Center: Drawing based on Figure 2 showing intact junctions (blue) between finger-like endothelial filopodia and an adjacent endothelial cell (left, Intact junctions) and a gap (red) between the same endothelial cells (right, Open junctions). Left arrows point to corresponding regions of intact tight junctions and adherens junctions; right arrows point to open junctions. Left: Intact endothelial cell barrier formed by homophilic interactions of tight junction complexes (upper) and adherens junction proteins (lower) at endothelial cell borders. At tight junctions, the fused outer leaflets of plasma membranes of adjacent cells create a diffusion barrier. At adherens junctions, VE-cadherin is in complex with catenins and other transmembrane proteins that provide structural attachments. Tyrosine residues of the intracellular domain of VE-cadherin have a low level of flow-dependent phosphorylation (few red dots) in endothelial cells of postcapillary venules at baseline. Right: Open barrier at endothelial gap resulting from changes in tight junctions (upper), which must still be defined, and adherens junctions (lower), where tyrosine phosphorylation of VE-cadherin increases (many red dots) followed by ubiquitination (orange dots), dismantling of complexes and degradation or internalization into vesicles and recycling back to the plasma membrane where complexes and tyrosine phosphorylation are restored. Bottom table: Ligands, receptors, and pathways implicated in barrier closure and stability (left) and barrier opening (right): Angpt1, angiopoietin 1; cAMP, cyclic adenosine monophosphate; FAK, focal adhesion kinase; GPCR, GTPase protein coupled receptor; NO, nitric oxide; RTK, receptor tyrosine kinase; SFK, Src family kinase; VEGFA, vascular endothelial growth factor.

Figure 4.. Endothelial gap location and structure.

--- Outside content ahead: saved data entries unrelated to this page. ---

PR #213, opened 2023-02-23
feat: add asset data attributes to lineage response

### LINKED ISSUE #206: add asset data.properties.attributes in lineage response
In meteor we support enriching asset by adding user configurable(through recipe) key-value pairs to asset metadata. This is generally stored in `asset.data.properties.attributes` field. Add support to return back these data points as part of lineage API.

This can help the caller to do additional actions if necessary on the lineage response, based on the attributes.

bsushmith:
- [x] Update proto
- [x] code changes
- [ ] test cases

Proton PR - https://github.com/odpf/proton/pull/245

Closes #206


go.mod
```diff
@@ -20,24 +23,29 @@ require (
...
 	github.com/jackc/pgx/v4 v4.10.1
 	github.com/jmoiron/sqlx v1.3.5
 	github.com/lib/pq v1.10.2
+	github.com/lyft/protoc-gen-star v0.6.1 // indirect
 	github.com/mitchellh/mapstructure v1.5.0 // indirect
 	github.com/newrelic/go-agent/v3 v3.15.2
 	github.com/newrelic/go-agent/v3/integrations/nrelasticsearch-v7 v1.0.1
 	github.com/newrelic/go-agent/v3/integrations/nrgrpc v1.3.1
-	github.com/odpf/salt v0.2.5-0.20221130085531-51c81815f7d6
+	github.com/odpf/salt v0.2.1
```
sudo-suhas, line 40: This change should not be done. Can you dougle check the changes to go.mod?

internal/store/postgres/asset_repository.go
```diff
@@ -431,6 +431,29 @@ func (r *AssetRepository) GetProbesWithFilter(ctx context.Context, flt asset.Pro
 	return results, nil
 }
 
+func (r *AssetRepository) GetAssetDataAttributes(ctx context.Context, urns []string) (map[string]asset.Asset, error) {
+	stmt := sq.Select(`
+			id, urn, name, type, data->'attributes' as data
```
sudo-suhas, line 436: Can you elaborate on the use case for selectively fetching `data.attributes`? Not 100% sure if it makes sense outside of particular use cases.

internal/store/postgres/asset_repository.go
```diff
@@ -431,6 +431,29 @@ func (r *AssetRepository) GetProbesWithFilter(ctx context.Context, flt asset.Pro
...
+	`).From("assets").Where(sq.Eq{"urn": urns})
+
+	query, args, err := stmt.PlaceholderFormat(sq.Dollar).ToSql()
+	if err != nil {
+		return nil, fmt.Errorf("get assets with urns: build query: %w", err)
+	}
+
+	var assets []asset.Asset
```
sudo-suhas, line 444: Within the repository layer, we use the `AssetModel` to decode DB representation. Can we do the same here?

core/asset/service.go
```diff
@@ -138,9 +138,14 @@ func (s *Service) GetLineage(ctx context.Context, urn string, query LineageQuery
 		return Lineage{}, fmt.Errorf("get lineage: get latest probes: %w", err)
 	}
 
+	assetDataAttributes, err := s.assetRepository.GetAssetDataAttributes(ctx, urns.list())
```
sudo-suhas, line 141: I think this would need to be explicitly requested. Asset probes are very much within the lineage domain so it makes sense to return them by default.

core/asset/service.go
```diff
@@ -164,15 +169,22 @@ func isValidUUID(u string) bool {
...
 	nodeAttrs := make(map[string]NodeAttributes, len(assetProbes))
 	for urn, probes := range assetProbes {
-		if len(probes) == 0 {
-			continue
+		var probesInfo ProbesInfo
+		if len(probes) > 0 {
+			probesInfo = ProbesInfo{Latest: probes[0]}
+		}
+
+		attrs := make(map[string]interface{})
```
sudo-suhas, line 180: This would mean that attributes are included only if probes are present for the asset. Would recommend adding test cases to catch such issues.

sudo-suhas (changes requested):

core/asset/service.go
bsushmith: This was something that I was confused about how to make these changes... Will add a request param for this. 👍

internal/store/postgres/asset_repository.go
bsushmith: Yes.  In our Frontend UI which calls the lineage API - we are planning to show some filters based on attributes being set through the `enrich` plugin in meteor. With these attributes, we plan to do some grouping of nodes/ filtering if necessary. 

I understand that this might be a very specific use case but given the user customizable attributes in this data field, I think this might be helpful in a broad sense also, adding props to nodes in lineage graph.

internal/store/postgres/asset_repository.go
bsushmith: Will check on this

core/asset/service.go
bsushmith: Given this - https://github.com/odpf/compass/pull/213#discussion_r1116556318

WDYT about the flag `with_node_props` ?

core/asset/service.go
bsushmith: Yes. Test cases are pending. will add this test case.

Issue #215, opened 2023-02-24
Getting asset's first version return no record for the asset error


Chief-Rishab:
**Describe the bug**
Getting a previous version of asset on the first version(`0.1`) is returning `no such record /:assetID` but works fine for other versions

**To Reproduce**
1. Create a new asset
2. Update the asset to create new version
3. Get asset's previous version with version id `0.1`

**Expected behavior**
Should return the first version of the asset

2FJDJD:
https://user-images.githubusercontent.com/128664730/229960176-a503b272-a891-4cea-80ed-ac68cff9aa55.mp4

https://github.com/orgs/odpf/projects/12/views/2?pane=issue&itemId=22062084

PR #221, opened 2023-04-03
fix: populate version in assets_versions for 1st entry

Chief-Rishab:
- Set version to 0.1 while inserting the first version of asset into
  assets_versions table.
- Update all rows in assets_versions to have 0.1 as the version if the
  column was not populated.

Closes: #215

### DIFF
--- a/internal/store/postgres/migrations/000016_update_assets_versions.up.sql
+++ b/internal/store/postgres/migrations/000016_update_assets_versions.up.sql
@@ -1,0 +1,1 @@
+UPDATE assets_versions SET version = '0.1' WHERE version = '';
--- a/internal/store/postgres/asset_repository.go
+++ b/internal/store/postgres/asset_repository.go
@@ -307,21 +307,22 @@ func (r *AssetRepository) Upsert(ctx context.Context, ns *namespace.Namespace, a
 
 	if fetchedAsset.ID == "" {
 		// insert flow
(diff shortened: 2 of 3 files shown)


internal/store/postgres/migrations/000016_update_assets_versions.up.sql
```diff
@@ -0,0 +1 @@
+UPDATE assets_versions SET version = '0.1' WHERE version = '';
```
kushsharma, line 1: Instead of modifying the db for it, can we handle it in go? Like if no version, assume 0.1?

Chief-Rishab: Getting the asset by version will be an issue in that case imo. Currently we're unable to get an asset's first version.

Chief-Rishab: In that case, instead of running migrations for version 0.1, I can add an extra case to query depending on the version number with:
```diff
+      if version == "0.1" {
+      ast, err := r.getByVersion(ctx, id, version, r.GetByID, sq.Eq{
+      sq.Eq{"a.urn": urn},
+      sq.IsNull{"a.version"},
+      } 
+       else{
	ast, err := r.getByVersion(ctx, id, version, r.GetByID, sq.Eq{
		"a.asset_id": id,
		"a.version":  version,
	})
+	}
```

Should we proceed with this?

kushsharma (approved):

PR #222, opened 2023-04-04
fix: allow creation of asset with owner identified by UUID

### LINKED ISSUE #216: Creating asset with uuid gives internal server error, owner info is empty in asset fetching requests
**Describe the bug**
Creating asset with owner's email is not getting reflected in the owner's field when we do a get request on the asset. (that is Asset fetching is returning empty owner's field) and

Creating asset with owner's uuid is giving an internal server error.

**To Reproduce**
1. Create an asset with body containing owner's information with these two cases
case 1: with owner email only
case 2: with owner's uuid ( will give an internal server error immediately )
2. `GET / {HOST}//v1beta1/assets` (for case 1)
3. See the owner's field for the asset

**Expected behavior**
Should contain owner details as defined during asset creation

Chief-Rishab:
- Fix create asset failure with owner(s) identified by UUID by fetching the Compass native user ID for the given UUID. Create the user if no user exists for the given UUID.
- Fix missing Owner's UUID field while creating asset patch
- Refactor SQL for inserting owners to use squirrel SQL builder.

Closes #216

### DIFF
--- a/internal/store/postgres/asset_repository.go
+++ b/internal/store/postgres/asset_repository.go
@@ -307,21 +307,22 @@ func (r *AssetRepository) Upsert(ctx context.Context, ns *namespace.Namespace, a
 
 	if fetchedAsset.ID == "" {
 		// insert flow
-		fetchedAsset.ID, err = r.insert(ctx, ns, ast)
+		id, err := r.insert(ctx, ns, ast)
 		if err != nil {
-			return fetchedAsset.ID, fmt.Errorf("error inserting asset to DB: %w", err)
+			return id, fmt.Errorf("error inserting asset to DB: %w", err)
 		}
-	} else {
-		// update flow
-		changelog, err := fetchedAsset.Diff(ast)
-		if err != nil {
-			return "", fmt.Errorf("error diffing two assets: %w", err)
-		}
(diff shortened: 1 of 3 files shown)


internal/store/postgres/asset_repository.go
```diff
@@ -633,31 +636,31 @@ func (r *AssetRepository) getOwners(ctx context.Context, assetID string) (owners
...
 
-	var values []string
-	var args = []interface{}{assetID}
-	for i, owner := range owners {
-		values = append(values, fmt.Sprintf("($1, $%d)", i+2))
-		args = append(args, owner.ID)
+	sqlb := sq.Insert("asset_owners").
+		Columns("asset_id", "user_id")
+	for _, o := range owners {
+		sqlb = sqlb.Values(assetID, o.ID)
```
kushsharma, line 651: Will this generate multiple `values` statements separated by commas?

Chief-Rishab: Yes, values statements with multiple comma seperated rows to be inserted in the table will be generated.
So in case the [] owners has two entries
```
VALUES (assetID, owners[0].ID), (assetID, owners[1].ID)
```

PR #117, opened 2026-06-03
Skip winget upgrade for already-installed tools & suppress parent-repo prompt

amilandi:
## Changes

1. **Skip winget install for already-present tools** — The pre-install check (`Resolve-Python` / `Get-Command`) was previously gated behind `-FlightCheckOnly`. In the full install path, winget always attempted an upgrade which throws if the upgrade fails (e.g. VS Code running or installed via a different channel). Now all modes skip tools that are already functional on PATH.

2. **Suppress VS Code parent-repo notification** — Set `git.openRepositoryInParentFolders` to `never` in the maker workspace settings so users aren't prompted to open the parent repo (which would break Copilot skills).

## Testing

Ran the full installer locally with VS Code already installed — installer correctly skips it with `[ok]` instead of attempting a winget upgrade that fails.

### DIFF
--- a/setup/Install-EssAdk.ps1
+++ b/setup/Install-EssAdk.ps1
@@ -245,12 +245,10 @@ if (-not $wingetAvailable) {
     # logs "already installed" for present packages.
     foreach ($pkg in $packages) {
         # Skip if already installed (avoids unnecessary winget calls + elevation prompts)
-        if ($FlightCheckOnly) {
-            $existing = if ($pkg.Cmd -eq 'python') { Resolve-Python } else { Get-Command $pkg.Cmd -ErrorAction SilentlyContinue }
-            if ($existing) {
-                Write-Ok "$($pkg.Name) (already installed)"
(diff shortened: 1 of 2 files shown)


nehaoss (commented):
Overall this is a clean, well-scoped change. Two observations:

1. **Behavioral change in full-install mode**: Previously, the skip-if-installed logic only ran in FlightCheckOnly mode. Now it runs unconditionally. This means a full install will also skip \winget install\ for present tools. This is likely intentional (avoids elevation prompts for tools already installed), but worth confirming: if a user has an *older* version of Python, should we still attempt \winget upgrade\? The current logic checks for the command's existence, not version compatibility.

2. **VS Code settings addition**: The \git.openRepositoryInParentFolders: never\ suppression is a nice UX improvement for the nested workspace. 👍

avneeshraiusit (approved):

qazizaahirah (approved):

Distribution and appearance of endothelial gaps in tracheal venules viewed by light microscopy and scanning electron microscopy (SEM) soon after intravenous (iv) injection of the proinflammatory peptide substance P. A. Endothelial gaps are seen as black dots along intercellular junctions (brown lines) in the endothelium of a postcapillary venule stained with silver nitrate 3 minutes after substance P. Leakage of the particulate tracer Monastral blue appears as faint blue staining (from [134]). B. SEM views of endothelial gaps stained with silver nitrate 1 minute after substance P. Silver nitrate appears as a silver annulus (white) around the central gaps (black), which are bridged by endothelial cell filopodia. The gap is visualized by detection of backscattered electrons (left) and secondary electrons (right) (from [136]). C. SEM view of gaps bordered by filopodia at the luminal rim of endothelial cells in a venule 1 minute after iv injection of substance P. Tips of filopodia, reflecting changes in the cortical actin cytoskeleton, maintain contacts between the adjacent endothelial cells. Fibrous basement membrane is visible through some gaps (from [137]).

Figure I box 1

compares control and VEGFA-stimulated microvascular endothelial cells, where leakage is detected by fluorescent streptavidin (yellow) bound to biotin in the substrate, in an in vitro vascular permeability imaging assay (Merck KGaA, Darmstadt). Separations of junctions in cultured endothelial cells exposed to VEGFA are larger and more numerous than occur in vivo.